[Collected data]
PR #3584, opened 2024-12-16
ci: Add ability to array-ify args and run multiple jobs

raunakab:
# Overview
Previously, the `run-cluster` workflow only ran one ray-job-submission. This PR extends the ability to be able to run any arbitrary array of job submissions by enabling us to pass an array into the `entrypoint_args` input param. This then splits the command into its multiple pieces and submits them all.

## Example Usage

ABOUT THIS EXERCISE » Provide the number of lines in the records above containing the string "multiple", and write nothing more.

RESULT FOR THIS TASK » 2